** Opening Data for this exercise block **

PR #448, opened 2018-03-08
Move validation errors for check boxes and radio buttons into last `div.form-check`.

### LINKED ISSUE #418: Errors on checkbox/radios collections should be inside the last element

lcreid:
Bootstrap 4 validation errors for groups of check boxes or radio buttons are supposed to be inside the `<div class="form-check">` of the last check box or radio button in the group. See: https://getbootstrap.com/docs/4.0/components/forms/#supported-elements.

This is the third variation on a solution to this issue

- PR #436 attempted to maintain backwards compatibility with blocks to `form_group` that rendered text other than from `bootstrap_form` helpers, but was never completely successful
- PR #422 did much of the work for this issue, but was abandoned because it didn't retain backwards compatabilty with `form_group` blocks rendering arbitrary text. This PR is heavily based on the approach used in PR #422, although it's actually a reimplementation

See https://github.com/bootstrap-ruby/bootstrap_form/pull/436#issuecomment-369350477 and the comments that follow it for why we decided to take the approach in this PR.

This PR also includes a UPGRADE-4.0.md document describing breaking changes and work-arounds that result from this PR.

Fixes #418.

### DIFF
--- a/test/bootstrap_form_group_test.rb
+++ b/test/bootstrap_form_group_test.rb
@@ -199,8 +199,8 @@ class BootstrapFormGroupTest < ActionView::TestCase
         <label class="col-form-label col-sm-2 required" for="user_email">Email</label>
         <div class="col-sm-10">
           <input class="form-control" id="user_email" name="user[email]" type="text" value="steve@example.com" />
+          <small class="form-text text-muted">This is required</small>
         </div>
-        <small class="form-text text-muted">This is required</small>
       </div>
     HTML
     assert_equivalent_xml expected, @horizontal_builder.text_field(:email, help: "This is required")


test/bootstrap_form_group_test.rb
```diff
@@ -359,23 +359,78 @@ class BootstrapFormGroupTest < ActionView::TestCase
...
+  #   end
+  #
+  #   expected = <<-HTML.strip_heredoc
+  #     <div class="form-group">
+  #       <p class="form-control-static">Bar</p>
+  #       <div class="invalid-feedback">can't be blank, is too short (minimum is 5 characters)</div>
+  #     </div>
+  #   HTML
+  #   assert_equivalent_xml expected, output
+  # end
```
mattbrictson: I'm going to remove this. It the comment served well for the review of this PR, but I would rather not keep comment-out code in the codebase. I'll move the reasoning for removing this into a commit comment instead.

mattbrictson:
@lcreid after rebasing this PR on the latest `master`, a test started failing. To get this PR passing I had to make the small change in the expected test output in commit 7c62989. Was this test failure legitimate? In which case a regression was introduced in this PR?

See test failure here: https://travis-ci.org/bootstrap-ruby/bootstrap_form/jobs/384966902#L913

lcreid:
@mattbrictson the correction you made to the test case is correct. I know the tests were all passing when I originally submitted the PR. My git-fu is not good enough for me to figure out how the test could have been passing when I originally submitted the pull request. (Actually, I have an idea how this happened, but I'll submit this comment and follow up later.)

The correction you made to the test case is in fact a change to the expected output that is a result of this PR. In other words, this PR changes the expected output, due to the way Bootstrap 4 works. 

As I said, the code is all good the way it is right now.

lcreid:
FWIW: PR #454 fixed the validation error for horizontal forms. I must have broken the test case again somehow, although I still can't explain why Travis didn't complain until @mattbrictson did the final merge. At any rate, it's all right now.

suketk:
Does this solve inline radio buttons? The formatting is wonky when you use error_message on the last radio.

Screen Shot 2022-08-25 at 7 09 33 PM

PR #450, opened 2018-03-09
Add text-danger to label when label_errors: true

lcreid:
This maintains the appearance of label errors consistent with v2.7 (Bootstrap 3).

With Bootstrap 4's way of marking up validation errors, the label text with a label error was not displaying in the error colour (default red). This PR adds `.text-danger` to a label when `label_errors: true` and there is a validation error on the field.

`invalid-feedback` was rejected as it changes the font appearance, and also doesn't appear to display, even though it's a sibling of the `input.is-invalid`. It looks like `.text-danger` is always the colour of validation errors, unless the programmer is doing some really interesting customization of Bootstrap colours.

No issue was entered for this as the fix was so quick. (My bad.)


mattbrictson:
Nice fix, thanks! 💯

PR #454, opened 2018-03-17
Moves help text in horiz. forms under the control

tekkla:
When using horizontal forms the help text is placed inside the created row but as sibling of the cols for label and control. This codechange moves the help text inside the col of the control so it gets aligned with/under the control.

Before:
from

After:
to


mattbrictson:
Looks great, thanks! 🙌 

I'll rebase and merge this once #455 is in.

tekkla:
Travis complains about this. 

> Fatal: Couldn't find remote ref refs/pull/454/merge

Do I have to change something or is it a problem on your side?

PR #25, opened 2015-08-07
switch IllegalState and IllegalArg for Assertions

markfisher:
swapped these two exception types based on the following rationale:
- IllegalArgumentException means that the input is *invalid* and thus we can't even continue with the assertion
- IllegalStateException means the assertion itself failed (the data does not conform to the required state)

also added comprehensive unit tests


ilayaperumalg:
LGTM, merging.

PR #27, opened 2015-08-08
Add admin config file

ilayaperumalg:
- Set default properties in `application.yml`
   - This will also enable injecting overriding properties via `args`


markfisher:
LGTM; merged

PR #28, opened 2015-08-10
XD-3354 Setup Shell integration tests

ilayaperumalg:
- Setup Shell integration tests infrastructure
   - Moved the setup from XD to here with minimal things needed to
get started

### DIFF
--- a/spring-cloud-data-shell/src/test/java/org/springframework/cloud/data/shell/AbstractShellIntegrationTest.java
+++ b/spring-cloud-data-shell/src/test/java/org/springframework/cloud/data/shell/AbstractShellIntegrationTest.java
@@ -28,8 +28,10 @@ import org.slf4j.LoggerFactory;
 import org.springframework.cloud.data.rest.AdminApplication;
 import org.springframework.cloud.data.shell.command.StreamCommandTemplate;
 import org.springframework.shell.Bootstrap;
+import org.springframework.shell.core.CommandResult;
 import org.springframework.shell.core.JLineShellComponent;
 import org.springframework.util.AlternativeJdkIdGenerator;
+import org.springframework.util.Assert;
 import org.springframework.util.IdGenerator;
 import org.springframework.util.SocketUtils;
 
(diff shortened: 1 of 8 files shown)


spring-cloud-data-shell/src/test/java/org/springframework/cloud/data/shell/command/StreamCommandTests.java
```diff
@@ -0,0 +1,23 @@
+package org.springframework.cloud.data.shell.command;
```
markfisher: copyright header

markfisher:
we should take this opportunity to favor composition over inheritance, specifically I believe the AbstractCommandTemplate base class is not worth maintaining since it only provides one method and getShell().executeCommand() is already available.

spring-cloud-data-shell/src/test/java/org/springframework/cloud/data/shell/AbstractShellIntegrationTest.java
```diff
@@ -0,0 +1,138 @@
...
+
+	@BeforeClass
+	public static synchronized void startUp() throws InterruptedException, IOException {
+		if (application == null) {
+			application = new AdminApplication();
+			application.main(new String[] {
+					String.format("--server.port=%s", adminPort),
+					"--spring.main.show_banner=false"});
+		}
+		shell = new Bootstrap(new String[] {"--port", String.valueOf(adminPort)}).getJLineShellComponent();
```
markfisher: It's worth adding a delegating stop() in the CloudDataShell, thus no need to have both the shell and cloudDataShell fields? (could just have the CloudDataShell assigned to a 'shell' field instead)

ilayaperumalg: Yeah, good idea. trying it.

markfisher:
rebased, squashed, and merged as https://github.com/spring-cloud/spring-cloud-data/commit/41b40079c85bed5881de31f1f67cdba3cf0c802d

PR #30, opened 2015-08-10
XD-3385 Added CloudConfiguration via @Import for "cloud" profiles

trisberg:
- this allows us to handle "lattice" and "!lattice" profiles only for "cloud"

### DIFF
--- a/spring-cloud-data-rest/src/main/java/org/springframework/cloud/data/rest/config/AdminConfiguration.java
+++ b/spring-cloud-data-rest/src/main/java/org/springframework/cloud/data/rest/config/AdminConfiguration.java
@@ -85,13 +85,6 @@ public class AdminConfiguration {
 		}
 	}
 
-//	@Configuration
-//	@Profile("cloud")
-//	@Import(CloudConfiguration.class)
-//	protected static class CloudConfig {
-//		//CloudConfiguration class is only used for {"cloud"} and {"cloud", "lattice"} profiles
-//	}
-
 	@Bean
 	public WebMvcConfigurer configurer() {
 		return new WebMvcConfigurerAdapter() {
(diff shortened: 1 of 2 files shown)


spring-cloud-data-rest/src/main/java/org/springframework/cloud/data/rest/config/AdminConfiguration.java
```diff
@@ -87,27 +86,9 @@ public ModuleDeployer moduleDeployer(ModuleLauncher moduleLauncher) {
 
 	@Configuration
 	@Profile("cloud")
+	@Import(CloudConfiguration.class)
```
markfisher: would this work if the `@Import` were at class level in AdminApplication, and then `@Profile` were at class level for CloudConfiguration?

trisberg: looks like it would, I'll re-work this

trisberg:
replaced the earlier commit with a new one - 8ee05ff

spring-cloud-data-rest/src/main/java/org/springframework/cloud/data/rest/config/CloudConfiguration.java
```diff
@@ -0,0 +1,51 @@
...
+import org.springframework.context.annotation.Profile;
+
+
+/**
+ * Configuration for cloud profiles (cloud, lattice)
+ *
+ * @author Thomas Risberg
+ */
+@Profile("cloud")
+public class CloudConfiguration {
```
jvalkeal: So either one of these beans, `ReceptorModuleDeployer` or `CloudFoundryModuleDeployer` is always created, right? Then we will get into same dance with expecting other configs to work in a correct order to override these? I assume this is how `LocalModuleDeployer` would then get created. I don't really see no reliable way getting my yarn deployer configured via this profile structure.

jvalkeal: Ah there's `@Profile("cloud")` above but still this feels brittle.

markfisher: I think it's better (at least more reliable) than what we had before, so I will merge it. We can still consider other options.

markfisher:
squashed and merged as https://github.com/spring-cloud/spring-cloud-data/commit/8ef07a1a55edd0c42235432f06b18cd0d6de55c5

PR #31, opened 2015-08-10
Refactor Stream/Task parsing

pperalta:
This is part of https://jira.spring.io/browse/XD-3377. Introduced `Tokens` data structure for holding tokens and the current token position used by parsers.

`TaskDslParser` and `StreamDslParser` were minimally modified; there is potential for further refactoring.

### DIFF
--- a/spring-cloud-data-core/src/main/java/org/springframework/cloud/data/core/dsl/Tokens.java
+++ b/spring-cloud-data-core/src/main/java/org/springframework/cloud/data/core/dsl/Tokens.java
@@ -1,0 +1,244 @@
+/*
+ * Copyright 2015 the original author or authors.
+ *
+ * Licensed under the Apache License, Version 2.0 (the "License");
+ * you may not use this file except in compliance with the License.
+ * You may obtain a copy of the License at
+ *
+ * http://www.apache.org/licenses/LICENSE-2.0
+ *
+ * Unless required by applicable law or agreed to in writing, software
+ * distributed under the License is distributed on an "AS IS" BASIS,
+ * WITHOUT WARRANTIES OR CONDITIONS OF ANY KIND, either express or implied.
+ * See the License for the specific language governing permissions and
+ * limitations under the License.
+ */
+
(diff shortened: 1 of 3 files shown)


spring-cloud-data-core/src/main/java/org/springframework/cloud/data/core/dsl/Tokens.java
```diff
@@ -0,0 +1,244 @@
...
+		Token t = tokenStream.get(position + distance);
+		return t.kind == desiredTokenKind;
+	}
+
+	/**
+	 * Return {@code true} if there are more tokens to process.
+	 *
+	 * @return {@code true} if there are more tokens to process
+	 */
+	protected boolean more() {
```
markfisher: maybe change to `hasNext()`? (or at least `hasMore()` but the latter is more consistent with an Iterator)

pperalta: Pushed

markfisher:
This looks good to me. I'd like to get @aclement to review the general approach. Andy: the context is that we've migrated the syntactic parsing from XD so that it has no dependencies and can be used directly in the domain model. Also, we are drawing a clearer line between Stream and Task (i.e. Job), but we want to have reuse at the level of the parser (e.g. for an individual "module" and its key value pairs). The idea of introducing a `Tokens` datatype is to favor composition over inheritance for that lower level code.

aclement:
Looks good to me. And glad to see there is no semantic checking in there, that was a mistake with the original form of the parser, it was too aware of information beyond the syntax. So if the two parsers do share a common definition of a 'module' the next step is to refactor `eatModule()` into something re-usable across both that operates on a `Tokens` object?

(Incidentally if you ever need it Spring Flo for XD uses a JavaScript version of the parser...)

markfisher:
rebased, squashed, and merged as https://github.com/spring-cloud/spring-cloud-data/commit/4d9ae06086e39187039ff157a37010ff34fc72ad

PR #32, opened 2015-08-11
Spring Data Docker deploy matches SCS

cppwfs:
* added -exec extension to spring cloud data jar for consistency with SCS
* updated the Dockerfile so that it will search for -exec.jar instead of the hardcoded snapshot jar
* moved Dockerfile into the code.
* updated data-admin pom to include docker plugin

### DIFF
--- a/spring-cloud-data-rest/pom.xml
+++ b/spring-cloud-data-rest/pom.xml
@@ -17,6 +17,8 @@
 	<properties>
 		<project.build.sourceEncoding>UTF-8</project.build.sourceEncoding>
 		<start-class>org.springframework.cloud.data.rest.AdminApplication</start-class>
+		<docker.image.prefix>springcloud</docker.image.prefix>
+		<docker.image.name>data-admin</docker.image.name>
 	</properties>
 	<dependencies>
 		<dependency>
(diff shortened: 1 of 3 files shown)


spring-cloud-data-rest/pom.xml
```diff
@@ -80,6 +82,25 @@
 			<plugin>
 				<groupId>org.springframework.boot</groupId>
 				<artifactId>spring-boot-maven-plugin</artifactId>
+				<configuration>
+					<classifier>exec</classifier>
```
markfisher: not so sure we need -exec here - @dsyer could you weigh in?

markfisher: let's remove -exec for now

dsyer: It was there for the module samples originally because I wondered if it might be useful to have the module as a thin jar for composition. I don't know what relevance that has here.

markfisher: Agreed we will need the thin JAR in the module case. Here (and probably the spring-cloud-stream-module-launcher as well) it would be better to have *the* JAR be the bootified one. It does make this trickier to avoid hardcoding a version in here (while the wildcard-match on *-exec made that possible), but I don't think that's enough of a reason to force a qualifier on users who simply want to launch the AdminApplication as a boot app.

markfisher:
rebased and merged as https://github.com/spring-cloud/spring-cloud-data/commit/84b275ea15a7f40e0f049e985d090743b2bce744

** Closing Data for this exercise block **

Task objective —
Lines with "public": copy every one of them from the listing above.

Completed exercise —
+	public static synchronized void startUp() throws InterruptedException, IOException {
@@ -85,13 +85,6 @@ public class AdminConfiguration {
 	public WebMvcConfigurer configurer() {
@@ -87,27 +86,9 @@ public ModuleDeployer moduleDeployer(ModuleLauncher moduleLauncher) {
+public class CloudConfiguration {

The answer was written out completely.